PR #1402, opened 2021-05-28
RD-1075 Refactored External class interface

kubama:
Although this PR is huge in terms of number of changed files it should be relatively easy and fast to review. The core is the changed interface of the `External` class. Changes in 56 files are just alignments to the new interface.

An additional change is the migration of `External` and `Internal` classes to TS.

System tests: https://jenkins.cloudify.co/view/UI/job/Stage-UI-System-Test/689


app/utils/External.ts
```diff
@@ -257,21 +279,18 @@ export default class External {
     }
 
     // eslint-disable-next-line class-methods-use-this
-    buildActualUrl(url, data) {
+    buildActualUrl(url: string, data?: Record<string, any>) {
+        // TODO: RD-258
+        // @ts-ignore Cannot find $
```
Gelio, line 284: Optional:

We could install the types for jquery (`npm i @types/jquery -D`) to fix the problem here :slightly_smiling_face:

app/utils/External.ts
```diff
@@ -212,16 +234,16 @@ export default class External {
     }
 
     // eslint-disable-next-line class-methods-use-this
-    isUnauthorized() {
+    isUnauthorized(_response: Response) {
```
Gelio, line 237: Minor:

I would appreciate having a comment explaining that the parameter is used in overrides and that is why it's declared here :smile: I would prefer clearly stating that than having to wonder why it's here

The same applies to `isLicenseError`

app/utils/External.ts
```diff
@@ -212,16 +234,16 @@ export default class External {
...
         return false;
     }
 
     // eslint-disable-next-line class-methods-use-this
-    isLicenseError() {
+    isLicenseError(_response: Response, _body: any) {
```
Gelio, line 242: Using the  `unknown` type for the body would probably be safer :slightly_smiling_face:

app/utils/Internal.ts
```diff
@@ -9,33 +9,34 @@ import Consts from './consts';
 import StageUtils from './stageUtils';
 
 export default class Internal extends External {
+    constructor(managerData: any) {
+        super(managerData);
+    }
```
Gelio, line 14: Is this required? If I'm not mistaken, this is the default constructor

app/utils/External.ts
```diff
@@ -74,7 +94,7 @@ export default class External {
                     if (response.message) {
                         reject({ message: StageUtils.resolveMessage(response.message) });
                     } else {
-                        reject({ message: e.message });
+                        reject({ message: undefined });
```
Gelio, line 97: What's the reason for this change?

app/utils/External.ts
```diff
@@ -62,9 +83,8 @@ export default class External {
             // Call upload method
             const xhr = new XMLHttpRequest();
             (xhr.upload || xhr).addEventListener('progress', e => {
-                const done = e.position || e.loaded;
-                const total = e.totalSize || e.total;
```
Gelio, line 66: We are no longer taking into account `position` and `totalSize`. What's the reason?

app/utils/External.ts
```diff
@@ -212,16 +234,16 @@ export default class External {
...
     }
 
     // eslint-disable-next-line class-methods-use-this
-    isLicenseError() {
+    isLicenseError(_response: Response, _body: any) {
         return false;
     }
 
-    checkStatus(response) {
+    checkStatus(response: Response) {
```
Gelio, line 246: Probably this method can be marked as `protected` or `private` to limit the visibility. What do you think?

Similar modifiers can be added to other methods too (`isUnauthorized`, `isLicenseError`, `checkStatus`,  maybe `ajaxCall`) :smile:

app/utils/Internal.ts
```diff
@@ -9,33 +9,34 @@ import Consts from './consts';
...
+        const headers = {
+            tenant: _.get(this.managerData, 'tenants.selected', Consts.DEFAULT_TENANT),
+            'Authentication-Token': Cookies.get(Consts.TOKEN_COOKIE_NAME) || undefined
+        };
 
         return headers;
     }
 
-    buildActualUrl(path, data) {
+    buildActualUrl(path: string, data: Record<string, any>) {
```
Gelio, line 29: Too bad we don't have TS 4.3 yet :crying_cat_face: If we did, we could mark this as an override :smile: https://devblogs.microsoft.com/typescript/announcing-typescript-4-3/#override

app/utils/External.ts
```diff
@@ -20,40 +20,61 @@ Text form of class hierarchy diagram to be used at: https://yuml.me/diagram/nofu
...
 
 export default class External {
-    constructor(data) {
-        this.data = data;
-    }
+    constructor(protected managerData: any) {}
 
-    doGet(url, params, parseResponse, headers) {
-        return this.ajaxCall(url, 'get', params, null, parseResponse, headers);
+    doGet(url: string, requestOptions?: RequestOptions) {
```
Gelio, line 38: We should probably omit the `data` property from `RequestOptions`. Not sure about the `fileName`

app/utils/External.ts
```diff
@@ -20,40 +20,61 @@ Text form of class hierarchy diagram to be used at: https://yuml.me/diagram/nofu
 
 */
 
-function getContentType(type) {
+interface RequestOptions {
+    params?: Record<string, any>;
+    data?: any;
+    parseResponse?: boolean;
+    fileName?: string;
```
Gelio, line 27: Is this property used only for `doDownload`? If yes, can we remove it from here and only add it (e.g. using `&`) to the params for `doDownload`?

app/utils/External.ts
```diff
@@ -20,40 +20,61 @@ Text form of class hierarchy diagram to be used at: https://yuml.me/diagram/nofu
 
 */
 
-function getContentType(type) {
+interface RequestOptions {
+    params?: Record<string, any>;
+    data?: any;
```
Gelio, line 25: How about using `body` as the name? `body` is a bit more specific than `data` IMO :slightly_smiling_face: 

```suggestion
    body?: any;
```

Gelio (commented):
This new API looks much better :smile: I like that we don't have to be as verbose

This is a partial review. I did not review the changes inside the `widgets` directory

For the future, IMO it would be a bit easier to review if we separated the refactoring into 2 commits:
1. Change the API
2. Refactor the usage
I am aware that then, the first commit leaves the UI in a non-functional state, but I would prefer that tradeoff :slightly_smiling_face:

● ● ● ● ●

Task> From the first entry to the last, reproduce everything precisely.

Result for this task>
PR #1402, opened 2021-05-28
RD-1075 Refactored External class interface

kubama:
Although this PR is huge in terms of number of changed files it should be relatively easy and fast to review. The core is the changed interface of the `External` class. Changes in 56 files are just alignments to the new interface.

An additional change is the migration of `External` and `Internal` classes to TS.

System tests: https://jenkins.cloudify.co/view/UI/job/Stage-UI-System-Test/689


app/utils/External.ts
```diff
@@ -257,21 +279,18 @@ export default class External {
     }
 
     // eslint-disable-next-line class-methods-use-this
-    buildActualUrl(url, data) {
+    buildActualUrl(url: string, data?: Record<string, any>) {
+        // TODO: RD-258
+        // @ts-ignore Cannot find $
```
Gelio, line 284: Optional:

We could install the types for jquery (`npm i @types/jquery -D`) to fix the problem here :slightly_smiling_face:

app/utils/External.ts
```diff
@@ -212,16 +234,16 @@ export default class External {
     }
 
     // eslint-disable-next-line class-methods-use-this
-    isUnauthorized() {
+    isUnauthorized(_response: Response) {
```
Gelio, line 237: Minor:

I would appreciate having a comment explaining that the parameter is used in overrides and that is why it's declared here :smile: I would prefer clearly stating that than having to wonder why it's here

The same applies to `isLicenseError`

app/utils/External.ts
```diff
@@ -212,16 +234,16 @@ export default class External {
...
         return false;
     }
 
     // eslint-disable-next-line class-methods-use-this
-    isLicenseError() {
+    isLicenseError(_response: Response, _body: any) {
```
Gelio, line 242: Using the  `unknown` type for the body would probably be safer :slightly_smiling_face:

app/utils/Internal.ts
```diff
@@ -9,33 +9,34 @@ import Consts from './consts';
 import StageUtils from './stageUtils';
 
 export default class Internal extends External {
+    constructor(managerData: any) {
+        super(managerData);
+    }
```
Gelio, line 14: Is this required? If I'm not mistaken, this is the default constructor

app/utils/External.ts
```diff
@@ -74,7 +94,7 @@ export default class External {
                     if (response.message) {
                         reject({ message: StageUtils.resolveMessage(response.message) });
                     } else {
-                        reject({ message: e.message });
+                        reject({ message: undefined });
```
Gelio, line 97: What's the reason for this change?

app/utils/External.ts
```diff
@@ -62,9 +83,8 @@ export default class External {
             // Call upload method
             const xhr = new XMLHttpRequest();
             (xhr.upload || xhr).addEventListener('progress', e => {
-                const done = e.position || e.loaded;
-                const total = e.totalSize || e.total;
```
Gelio, line 66: We are no longer taking into account `position` and `totalSize`. What's the reason?

app/utils/External.ts
```diff
@@ -212,16 +234,16 @@ export default class External {
...
     }
 
     // eslint-disable-next-line class-methods-use-this
-    isLicenseError() {
+    isLicenseError(_response: Response, _body: any) {
         return false;
     }
 
-    checkStatus(response) {
+    checkStatus(response: Response) {
```
Gelio, line 246: Probably this method can be marked as `protected` or `private` to limit the visibility. What do you think?

Similar modifiers can be added to other methods too (`isUnauthorized`, `isLicenseError`, `checkStatus`,  maybe `ajaxCall`) :smile:

app/utils/Internal.ts
```diff
@@ -9,33 +9,34 @@ import Consts from './consts';
...
+        const headers = {
+            tenant: _.get(this.managerData, 'tenants.selected', Consts.DEFAULT_TENANT),
+            'Authentication-Token': Cookies.get(Consts.TOKEN_COOKIE_NAME) || undefined
+        };
 
         return headers;
     }
 
-    buildActualUrl(path, data) {
+    buildActualUrl(path: string, data: Record<string, any>) {
```
Gelio, line 29: Too bad we don't have TS 4.3 yet :crying_cat_face: If we did, we could mark this as an override :smile: https://devblogs.microsoft.com/typescript/announcing-typescript-4-3/#override

app/utils/External.ts
```diff
@@ -20,40 +20,61 @@ Text form of class hierarchy diagram to be used at: https://yuml.me/diagram/nofu
...
 
 export default class External {
-    constructor(data) {
-        this.data = data;
-    }
+    constructor(protected managerData: any) {}
 
-    doGet(url, params, parseResponse, headers) {
-        return this.ajaxCall(url, 'get', params, null, parseResponse, headers);
+    doGet(url: string, requestOptions?: RequestOptions) {
```
Gelio, line 38: We should probably omit the `data` property from `RequestOptions`. Not sure about the `fileName`

app/utils/External.ts
```diff
@@ -20,40 +20,61 @@ Text form of class hierarchy diagram to be used at: https://yuml.me/diagram/nofu
 
 */
 
-function getContentType(type) {
+interface RequestOptions {
+    params?: Record<string, any>;
+    data?: any;
+    parseResponse?: boolean;
+    fileName?: string;
```
Gelio, line 27: Is this property used only for `doDownload`? If yes, can we remove it from here and only add it (e.g. using `&`) to the params for `doDownload`?

app/utils/External.ts
```diff
@@ -20,40 +20,61 @@ Text form of class hierarchy diagram to be used at: https://yuml.me/diagram/nofu
 
 */
 
-function getContentType(type) {
+interface RequestOptions {
+    params?: Record<string, any>;
+    data?: any;
```
Gelio, line 25: How about using `body` as the name? `body` is a bit more specific than `data` IMO :slightly_smiling_face: 

```suggestion
    body?: any;
```

Gelio (commented):
This new API looks much better :smile: I like that we don't have to be as verbose

This is a partial review. I did not review the changes inside the `widgets` directory

For the future, IMO it would be a bit easier to review if we separated the refactoring into 2 commits:
1. Change the API
2. Refactor the usage
I am aware that then, the first commit leaves the UI in a non-functional state, but I would prefer that tradeoff :slightly_smiling_face:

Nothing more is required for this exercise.